Generell sieht die Perspektive für Archäologen sehr schlecht aus. Aber das kann man derzeit für fast alle Fächer sagen. Wichtig ist, dass dir der Beruf am Herzen liegt, du einen guten Abschluss machst und Beziehungen hast. Du musst auch eine Nische finden. Etwas, was dich besonders macht.

Zu meiner Zeit hat uns jeder vom Archäologie-Studium abgeraten. Wir würden nur arbeitslos werden. Dann fiel die Mauer und jeder fertige Archäologe hätte sich noch teilen können, so viel Arbeit gab es.

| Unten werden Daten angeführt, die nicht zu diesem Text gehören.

PR #279, opened 2022-01-19
Use ld.gold as fallback linker when possible

akawashiro:
Currently, mold fallback to ld.bfd when it finds GCC LTO
related-symbols. And ld.bfd is very slower than ld.gold. So, if we use
ld.gold instead of ld.bfd, we make it faster.

Because old binutils doesn't contains ld.gold, I kept the existing
fallback code for ld.bfd also.

### DIFF
--- a/elf/main.cc
+++ b/elf/main.cc
@@ -490,10 +490,16 @@ static int elf_main(int argc, char **argv) {
 
   // Do the same for GCC LTO.
   if (Symbol<E> *sym = get_symbol(ctx, "__gnu_lto_slim"); sym->file) {
+    std::string gnu_ld;
+    if (access("/bin/ld.gold", F_OK) == 0){
+      gnu_ld = "ld.gold";
+    } else{
+      gnu_ld = "ld.bfd";
+    }
     Warn(ctx) << *sym->file
-              << "GCC LTO is detected, so falling back to ld.bfd";
-    execvp("ld.bfd", argv);
-    Fatal(ctx) << "execvp failed: ld.bfd: " << errno_string();
+              << "GCC LTO is detected, so falling back to " << gnu_ld;
+    execvp(gnu_ld.c_str(), argv);
+    Fatal(ctx) << "execvp failed: " << gnu_ld << ": " << errno_string();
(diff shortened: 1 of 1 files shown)


rui314:
I wonder how common it is to use gold instead of bfd when you are doing an LTO build.

Also, does this actually make a difference? If you are doing LTO for a big program, LTO is very slow anyway.

If using gold for LTO is common, I'm fine with this change.

akawashiro:
I took a small benchmark to compare `ld.bfd` and `ld.gold` and noticed that their speed are not so different. I close this PR. Sorry.
```> cat t.sh 
#! /bin/bash

for i in $(seq 1 5); do
    rm lto-enabled.so
    time ninja
done

# ld.gold
> ./t.sh
[1/1] Linking CXX shared module lto-enabled.so

real    0m17.017s
user    0m14.006s
sys     0m2.984s
[1/1] Linking CXX shared module lto-enabled.so

real    0m16.161s
user    0m13.072s
sys     0m3.048s
[1/1] Linking CXX shared module lto-enabled.so

real    0m13.687s
user    0m10.990s
sys     0m2.697s
[1/1] Linking CXX shared module lto-enabled.so

real    0m14.523s
user    0m11.824s
sys     0m2.697s
[1/1] Linking CXX shared module lto-enabled.so

real    0m15.227s
user    0m11.920s
sys     0m3.300s
77298ms

# ld.bfd
> ./t.sh
[1/1] Linking CXX shared module lto-enabled.so

real    0m14.796s
user    0m11.937s
sys     0m2.856s
[1/1] Linking CXX shared module lto-enabled.so

real    0m14.803s
user    0m12.046s
sys     0m2.751s
[1/1] Linking CXX shared module lto-enabled.so

real    0m14.590s
user    0m11.811s
sys     0m2.776s
[1/1] Linking CXX shared module lto-enabled.so

real    0m15.003s
user    0m12.140s
sys     0m2.858s
[1/1] Linking CXX shared module lto-enabled.so

real    0m13.478s
user    0m10.829s
sys     0m2.647s
```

Man kann das nicht vorhersehen. Ich arbeite aus gesundheitlichen und familientechnischen Gründen zwar nicht mehr in dem Beruf, aber ich könnte immer noch, wenn ich denn wollte. Ich bin schon zwei Mal umgesattelt, jetzt grade ein drittes Mal, auch dabei war das Studium mehr als nützlich. Wenn es das ist, was du machen möchtest, dann mach es. Aus eigener Erfahrung kann ich dir aber sagen, für Frauen ist es ungleich schwerer als für Männer.

ddeerr  10.07.2012, 00:04

Du bist studierte/r Archäolog(e)in? Hochachtung!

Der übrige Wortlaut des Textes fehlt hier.